L&I: Above ground garage at One Riverside may be legally viewed as below grade

If a parking garage visibly sits at ground level, can it actually be underground parking?

Sometimes, yes, the city says.

And that answer has a group of waterfront advocates worried.

The above-ground underground garage is proposed as part of Carl Dranoff’s One Riverside Tower development, and will be the subject of an Oct. 23 Zoning Board of Appeals hearing.

Underground parking garages are one of the public benefits that a developer can provide to earn the right to build a denser project. The city’s Department of Licenses & Inspections granted Dranoff a floor area ratio bonus for his proposed 21-story apartment complex at 25th and Locust streets, near the Schuylkill River, based on it having an underground garage. The plans show a two-story garage. The lowest floor is literally in the earth. The second story, which also contains retail and a lobby, would sit at visible ground level. See more images here.

Resident Ted Reed claims that bonus was granted in error and filed an appeal, which brings us to the Oct. 23 hearing.

Attorney Paul Boni said it’s obvious that the intent of the bonus is to reward developers who keep parking literally out of the public eye, and the second floor of this parking would be visible. He adds the zoning rules say the bonus can only be granted if all parking is below grade.

“We look at the plan, and we say – this is not below ground parking, this is above ground parking. We can see it. It’s on grade, a one-story structure,” Boni said at this week’s meeting of the Central Delaware Advisory Group. Boni has been advising Reed and a group of other near-neighbors, and said he expects to be officially representing Reed once he returns from travels abroad. “How could this possibly be underground?”

According to L&I, the looks of a parking garage or other structure can be deceiving.

In response to questions on the project from the Planning Commission’s Civic Design Review committee, Zoning Examiner Sarah Kaiser detailed how in a Sept. 23 memo.

To simplify her response: When a structure is within a 100-year floodplain, the ground floor of the lot is one-foot above “regulatory flood level.”

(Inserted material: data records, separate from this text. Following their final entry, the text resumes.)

PR #621, opened 2024-04-26
Bump datafusion and arrow library to latest version

fredrikbackstrom:
Bump datafusion and arrow version, dependabot PR for arrow failed. Attempting to update both to clear the error

### DIFF
--- a/Cargo.toml
+++ b/Cargo.toml
@@ -8,5 +8,5 @@ debug = true
 lto = true
 
 [workspace.dependencies]
-arrow = {version = "46", features = ["prettyprint", "ffi"]}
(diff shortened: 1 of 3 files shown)


Cargo.toml
```diff
@@ -8,5 +8,5 @@ debug = true
 lto = true
 
 [workspace.dependencies]
-arrow = {version = "46", features = ["prettyprint", "ffi"]}
+arrow = {version = "51.0.0", features = ["prettyprint", "ffi"]}
```
wangxiaoying, line 11: Can you make it less strict by only keeping the major (and maybe also minor) version like `51` or `51.0` ? Same comment for datafusion.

The One Riverside project is within a 100-foot floodplain, and while the upper story of the garage is above ground, its height is lower than one-foot above the flood level. So therefore by code, the memo says, it is considered to be below ground level and qualifies for the bonus.

When asked for comment, Dranoff attorney Peter Kelsen said he couldn’t say much, since the matter is part of an on-going legal dispute. “The interpretation we believe is correct, L&I believes is correct, planning believes is correct. It is clearly stated in the code how to calculate the bonus in the floodplain.”

The city’s Chief Deputy Solicitor, Andrew Ross, said neither he nor anyone from the city could comment much, either, for the same reason. “The fact that (the bonus) was issued says that by the reading of the code we have, it meets a definition,” he said.

Boni argues that the floodplain regulations are in a separate part of the code from the height-bonus rules, and since the height-bonus rules do not refer to the other section, “the undefined phrase ‘below grade’ must be given its plain meaning.’”

Boni spoke to CDAG members in hopes of convincing them this issue should be of concern to waterfront advocates along both the Schuylkill and Delaware Rivers. He succeeded.

CDAG’s mission is to defend the Master Plan for the Central Delaware, which calls for a reduction in surface parking.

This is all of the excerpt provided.